In practice, solar PV electricity generation is far below from standard test conditions. Weather conditions such as wind, rain, dust, shade and other environmental and modular characteristics diminish the capacity for a solar PV to transform sunlight into energy.
To resolve this, manufacturers might test their products under Nominal Operating Cell Temperature (NOCT) or Nominal Module Operating Temperature (NMOT) conditions. NOCT consider PV electricity output under different conditions:
- Air temperature of 20 °C
- Solar irradiance of 800 W/m2
- Windspeed of 1 m/s
- Open backside mounting (a thin space between the solar panel and your rooftop for example).
NOCT attempts to mirror conditions closer to what you typically find in real life.
When sunlight strikes solar PV panels, these can get overheated and lead to lower electricity conversion efficiencies. Depending on the systems installed and materials used, the efficiency of the solar panels will be higher or lower. We will discuss these details more in-depth later on.
As a result of these conditions, true power generated by a solar PV is almost always less than its nameplate capacity. Sometimes you might want to take the 60-80% range of power nameplate capacity as to how much electricity you will generate over a year. For instance, if your household’s average energy yearly consumption is 11,000 kWh and you want your panels to cover all your consumption, you would need a namesplate capacity of approximately:
11,000/0.06 =~ 18,300 kW
This is a fairly conservative measure. Your manufacturer and reviews from other buyers online should guide you as to what is the typical electricity generation from your particular model.
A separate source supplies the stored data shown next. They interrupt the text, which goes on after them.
PR #940, opened 2023-12-14
Remove the shebang from uf2_writer.py (ESPTOOL-781)

befeleme:
This is not a script, so there' no need for it.

I package esptool for Fedora Linux. Our automation has complained that there's a shebang in a file that's not executable. 
Upon inspection it seems so - this file is not intended to be executed directly, hence my proposal to remove the shebang from the file.

NO TESTING


radimkarnis:
Hello @befeleme,
thank you for the contribution and thanks for following the correct styling proposed by our bot!

Changes LGTM, we will merge this as soon as this goes through our internal queue.

PR #950, opened 2024-01-28
fix: Allow the espefuse.py to work when coding scheme == 3 (ESPTOOL-803)

klondi:
When the coding scheme efuse has the value 3, the efuse fields should still be considered to be 256 bits long. Unfortunately, the tool fails miserably with error "A fatal error occurred: Coding scheme (3) not supported"

This patch addresses that by handling the case when coding scheme is 0 in the same way as if coding scheme was 1.

ESP32 with coding scheme == 3

NO TESTING

### DIFF
--- a/espefuse/efuse/base_fields.py
+++ b/espefuse/efuse/base_fields.py
@@ -182,7 +182,7 @@ class EfuseBlockBase(EfuseProtectBase):
 
     def get_block_len(self):
         coding_scheme = self.get_coding_scheme()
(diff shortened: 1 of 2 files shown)


KonstantinKondrashov:
Hi @klondi!
Thanks for your contribution. Yes, I confirm that for the coding scheme = 3 there is no support for now. I will check other places where it can affect, it can be easily added. It relates to the ESP32 chip only.

radimkarnis:
@klondi thank you for the contribution!

PR #960, opened 2024-02-27
Hex2image (ESPTOOL-817)

LeZerb:
This change adds the possibility to convert a hex file to an image file with make_image. It also allows to create images for other targets then ESP8266.

Windows 11, ESP32C3 SuperMini

NO TESTING


dobairoland:
See https://github.com/espressif/esptool/pull/959#issuecomment-2217432503

PR #984, opened 2024-06-21
docs(flashing): Update error when connecting to serial port fails on linux (ESPTOOL-874)

OrhanYigitDurmaz:
This pull request makes more description on linux based systems when esptool cant connect to the serial port defined by the user.

Tested on Arch, Ubuntu 22.04 and 20.04 and Windows 10

NO TESTING

### DIFF
--- a/esptool/loader.py
+++ b/esptool/loader.py
@@ -336,8 +336,9 @@ class ESPLoader(object):
                         [  # permission denied error
                             re.compile(r"Permission denied", re.IGNORECASE),
                             (
-                                "Try to add user into dialout group: "
-                                "sudo usermod -a -G dialout $USER"
+                                "Try to add user into a group that has serial port permissions: "
+                                "Ubuntu and ubuntu-based: sudo usermod -a -G dialout $USER"
+                                "Arch: sudo usermod -a -G uucp $USER"
                             ),
                         ],
                     )


radimkarnis:
Hello @OrhanYigitDurmaz,
thanks for the contribution, it is appreciated!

Another question that you may have when considering transitioning to solar PV is whether you can sell excess electricity generated to the grid. Customers that generate electricity independently are sometimes known as independent power suppliers (IPP). Depending on the jurisdiction, they might be able to sell their electricity output to the national grid.
In Spain, energy utility companies do not purchase excess electricity from customers who generate their own solar power, according to a source. Instead, households and small businesses with independent power production (IPP) systems can earn credits from utility providers to offset future energy consumption.
For instance, let’s say you own a home with a solar panel system that generates an excess of 300 kWh in February. If your utility provider credits excess electricity at a rate of 0.06 €/kWh, your credits for that billing period would amount to:
300 kWh * 0.06 €/kWh = 18 €
Now, imagine that during the same month, you consume 100 kWh of electricity from the grid at night when your solar panels are not generating power. If the electricity you purchase from the grid is charged at 0.25 €/kWh, your cost for that usage would be:
100 kWh * 0.25 €/kWh = 25 €
To calculate your total electricity bill, you subtract the credits earned from your grid consumption:
25 € (cost of electricity purchased) – 18 € (credits earned) = 7 €
In this scenario, you would owe 7 € to the utility company, plus any additional fixed charges, such as connection and maintenance fees.
It’s worth noting that if the value of the electricity you sell back to the grid exceeds the value of the electricity you purchase, your credits will be capped at the amount you owe. Additionally, the rules regarding unused credits can vary. In some countries, credits expire at the end of the billing period, leaving no option to carry them over into future months.